Repeat the entries exactly as they appear.

_RECORDS SUPPLIED_:
___

PR #47, opened 2023-09-13
Avoid unnecessary type casts rule

DenisBogatirov:
Added avoid-unnecessary-type-casts rule, with test and quick fix
Refactored avoid-unnecessary-type-assertion & types_utils, extracted common methods

### DIFF
--- a/lib/utils/typecast_utils.dart
+++ b/lib/utils/typecast_utils.dart
@@ -17,9 +17,16 @@ class TypeCast {
   /// The type being tested for
   final DartType target;
 
+  /// Set to true for opposite comparison, i.e 'is!'
+  final bool isReversed;
+
   /// Creates a new Typecast object with a given expression's or object's type
   /// and a tested type
-  TypeCast({required this.source, required this.target});
+  TypeCast({
+    required this.source,
+    required this.target,
+    this.isReversed = false,
+  });
 
   /// Returns the first type from source's supertypes
   /// which is corresponding to target or null
@@ -40,7 +47,7 @@ class TypeCast {
 
   /// Checks for nullable type casts
   /// Only one case `Type? is Type` always valid assertion case.
-  bool isNullableCompatibility() {
+  bool get isNullableCompatibility {
     final isObjectTypeNullable =
         source.nullabilitySuffix != NullabilitySuffix.none;
     final isCastedTypeNullable =
@@ -52,12 +59,9 @@ class TypeCast {
   /// Checks that type checking is unnecessary
   /// [source] is the source expression type
   /// [target] is the type against which the expression type is compared
-  /// [isReversed] true for opposite comparison, i.e 'is!'
   /// and false for positive comparison, i.e. 'is', 'as' or 'whereType'
-  bool isUnnecessaryTypeCheck({
-    bool isReversed = false,
-  }) {
-    if (isNullableCompatibility()) {
+  bool get isUnnecessaryTypeCheck {
+    if (isNullableCompatibility) {
       return false;
     }
 
@@ -70,7 +74,7 @@ class TypeCast {
       source: objectCastedType,
       target: target,
     );
-    if (!objectTypeCast.areGenericsWithSameTypeArgs()) {
+    if (!objectTypeCast.areGenericsWithSameTypeArgs) {
       return false;
     }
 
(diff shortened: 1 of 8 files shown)


lint_test/avoid_unnecessary_type_casts_test.dart
```diff
@@ -0,0 +1,18 @@
...
+  final testList = [1.0, 2.0, 3.0];
+
+  // to check quick-fix => testList
+  // expect_lint: avoid-unnecessary-type-casts
+  final result = testList as List<double>;
+
+  final double? nullableD = 2.0;
+  // casting `Type? is Type` is allowed
+  final castedD = nullableD as double;
+}
```
solid-yuriiprykhodko, line 18: Let's try to add more test cases.

For one, Dart Code Checker often stumbled on Map handling.

```
const m = {
  'a' : 'b'
 }

final mVal = m['a'] as String?;
```

I'd also check how this thing works with closures, passing arguments into a function etc.

lib/utils/typecast_utils.dart
```diff
@@ -36,4 +37,65 @@ class TypeCast {
...
+        when objectType is ParameterizedType && castedType is ParameterizedType
+    ) {
+      if (objectType.typeArguments.length != castedType.typeArguments.length) {
+        return false;
+      }
+
+      return IterableZip([objectType.typeArguments, castedType.typeArguments])
+        .every(
+          (e) => TypeCast(source: e[0], target: e[1]).isUnnecessaryTypeCheck(),
+        );
```
solid-yuriiprykhodko: These ops are lazy, so we might as well split them into granular, more readable pieces.

```suggestion
      return IterableZip([objectType.typeArguments, castedType.typeArguments])
        .map((e) => TypeCast(source: e[0], target: e[1]))
        .every((cast) => cast.isUnnecessaryTypeCheck());
```

lib/utils/typecast_utils.dart
```diff
@@ -36,4 +37,65 @@ class TypeCast {
...
+      source: objectCastedType,
+      target: target,
+    );
+
+    if (!objectTypeCast.areGenericsWithSameTypeArgs()) {
+      return false;
+    }
+
+    return !isReversed;
+  }
```
solid-yuriiprykhodko: I like the spacing, but when it's after every single statement -- it begins to lose meaning. Let's group minimally.
```suggestion
  bool isUnnecessaryTypeCheck({
        bool isReversed = false,
      }) {
    if (isNullableCompatibility()) return false;

    final objectCastedType = castTypeInHierarchy();
    if (objectCastedType == null) {
      return isReversed;
    }

    final objectTypeCast = TypeCast(
      source: objectCastedType,
      target: target,
    );
    if (!objectTypeCast.areGenericsWithSameTypeArgs()) {
      return false;
    }

    return !isReversed;
  }
```

solid-yuriiprykhodko (changes requested):

lib/utils/typecast_utils.dart
```diff
@@ -36,4 +37,63 @@ class TypeCast {
 
     return null;
   }
+
+  /// Checks for nullable type casts
+  /// Only one case `Type? is Type` always valid assertion case.
+  bool isNullableCompatibility() {
```
solid-yuriiprykhodko, line 43: ?
```suggestion
  bool get isNullableCompatibility {
```

lib/utils/typecast_utils.dart
```diff
@@ -36,4 +37,63 @@ class TypeCast {
...
+  }
+
+  /// Checks that type checking is unnecessary
+  /// [source] is the source expression type
+  /// [target] is the type against which the expression type is compared
+  /// [isReversed] true for opposite comparison, i.e 'is!'
+  /// and false for positive comparison, i.e. 'is', 'as' or 'whereType'
+  bool isUnnecessaryTypeCheck({
+    bool isReversed = false,
+  }) {
```
solid-yuriiprykhodko, line 59: isReversed could be a class member?
```suggestion
  bool get isUnnecessaryTypeCheck {
```

solid-yuriiprykhodko (changes requested):

lib/utils/typecast_utils.dart
DenisBogatirov: It can be, for the expense of creating on additional instance of TypeCast in avoid_unnecessary_type_assertions_rule. Should be fine

solid-yuriiprykhodko (approved):
Looking good!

___

_TASK ANSWER_:
PR #47, opened 2023-09-13
Avoid unnecessary type casts rule

DenisBogatirov:
Added avoid-unnecessary-type-casts rule, with test and quick fix
Refactored avoid-unnecessary-type-assertion & types_utils, extracted common methods

### DIFF
--- a/lib/utils/typecast_utils.dart
+++ b/lib/utils/typecast_utils.dart
@@ -17,9 +17,16 @@ class TypeCast {
   /// The type being tested for
   final DartType target;
 
+  /// Set to true for opposite comparison, i.e 'is!'
+  final bool isReversed;
+
   /// Creates a new Typecast object with a given expression's or object's type
   /// and a tested type
-  TypeCast({required this.source, required this.target});
+  TypeCast({
+    required this.source,
+    required this.target,
+    this.isReversed = false,
+  });
 
   /// Returns the first type from source's supertypes
   /// which is corresponding to target or null
@@ -40,7 +47,7 @@ class TypeCast {
 
   /// Checks for nullable type casts
   /// Only one case `Type? is Type` always valid assertion case.
-  bool isNullableCompatibility() {
+  bool get isNullableCompatibility {
     final isObjectTypeNullable =
         source.nullabilitySuffix != NullabilitySuffix.none;
     final isCastedTypeNullable =
@@ -52,12 +59,9 @@ class TypeCast {
   /// Checks that type checking is unnecessary
   /// [source] is the source expression type
   /// [target] is the type against which the expression type is compared
-  /// [isReversed] true for opposite comparison, i.e 'is!'
   /// and false for positive comparison, i.e. 'is', 'as' or 'whereType'
-  bool isUnnecessaryTypeCheck({
-    bool isReversed = false,
-  }) {
-    if (isNullableCompatibility()) {
+  bool get isUnnecessaryTypeCheck {
+    if (isNullableCompatibility) {
       return false;
     }
 
@@ -70,7 +74,7 @@ class TypeCast {
       source: objectCastedType,
       target: target,
     );
-    if (!objectTypeCast.areGenericsWithSameTypeArgs()) {
+    if (!objectTypeCast.areGenericsWithSameTypeArgs) {
       return false;
     }
 
(diff shortened: 1 of 8 files shown)


lint_test/avoid_unnecessary_type_casts_test.dart
```diff
@@ -0,0 +1,18 @@
...
+  final testList = [1.0, 2.0, 3.0];
+
+  // to check quick-fix => testList
+  // expect_lint: avoid-unnecessary-type-casts
+  final result = testList as List<double>;
+
+  final double? nullableD = 2.0;
+  // casting `Type? is Type` is allowed
+  final castedD = nullableD as double;
+}
```
solid-yuriiprykhodko, line 18: Let's try to add more test cases.

For one, Dart Code Checker often stumbled on Map handling.

```
const m = {
  'a' : 'b'
 }

final mVal = m['a'] as String?;
```

I'd also check how this thing works with closures, passing arguments into a function etc.

lib/utils/typecast_utils.dart
```diff
@@ -36,4 +37,65 @@ class TypeCast {
...
+        when objectType is ParameterizedType && castedType is ParameterizedType
+    ) {
+      if (objectType.typeArguments.length != castedType.typeArguments.length) {
+        return false;
+      }
+
+      return IterableZip([objectType.typeArguments, castedType.typeArguments])
+        .every(
+          (e) => TypeCast(source: e[0], target: e[1]).isUnnecessaryTypeCheck(),
+        );
```
solid-yuriiprykhodko: These ops are lazy, so we might as well split them into granular, more readable pieces.

```suggestion
      return IterableZip([objectType.typeArguments, castedType.typeArguments])
        .map((e) => TypeCast(source: e[0], target: e[1]))
        .every((cast) => cast.isUnnecessaryTypeCheck());
```

lib/utils/typecast_utils.dart
```diff
@@ -36,4 +37,65 @@ class TypeCast {
...
+      source: objectCastedType,
+      target: target,
+    );
+
+    if (!objectTypeCast.areGenericsWithSameTypeArgs()) {
+      return false;
+    }
+
+    return !isReversed;
+  }
```
solid-yuriiprykhodko: I like the spacing, but when it's after every single statement -- it begins to lose meaning. Let's group minimally.
```suggestion
  bool isUnnecessaryTypeCheck({
        bool isReversed = false,
      }) {
    if (isNullableCompatibility()) return false;

    final objectCastedType = castTypeInHierarchy();
    if (objectCastedType == null) {
      return isReversed;
    }

    final objectTypeCast = TypeCast(
      source: objectCastedType,
      target: target,
    );
    if (!objectTypeCast.areGenericsWithSameTypeArgs()) {
      return false;
    }

    return !isReversed;
  }
```

solid-yuriiprykhodko (changes requested):

lib/utils/typecast_utils.dart
```diff
@@ -36,4 +37,63 @@ class TypeCast {
 
     return null;
   }
+
+  /// Checks for nullable type casts
+  /// Only one case `Type? is Type` always valid assertion case.
+  bool isNullableCompatibility() {
```
solid-yuriiprykhodko, line 43: ?
```suggestion
  bool get isNullableCompatibility {
```

lib/utils/typecast_utils.dart
```diff
@@ -36,4 +37,63 @@ class TypeCast {
...
+  }
+
+  /// Checks that type checking is unnecessary
+  /// [source] is the source expression type
+  /// [target] is the type against which the expression type is compared
+  /// [isReversed] true for opposite comparison, i.e 'is!'
+  /// and false for positive comparison, i.e. 'is', 'as' or 'whereType'
+  bool isUnnecessaryTypeCheck({
+    bool isReversed = false,
+  }) {
```
solid-yuriiprykhodko, line 59: isReversed could be a class member?
```suggestion
  bool get isUnnecessaryTypeCheck {
```

solid-yuriiprykhodko (changes requested):

lib/utils/typecast_utils.dart
DenisBogatirov: It can be, for the expense of creating on additional instance of TypeCast in avoid_unnecessary_type_assertions_rule. Should be fine

solid-yuriiprykhodko (approved):
Looking good!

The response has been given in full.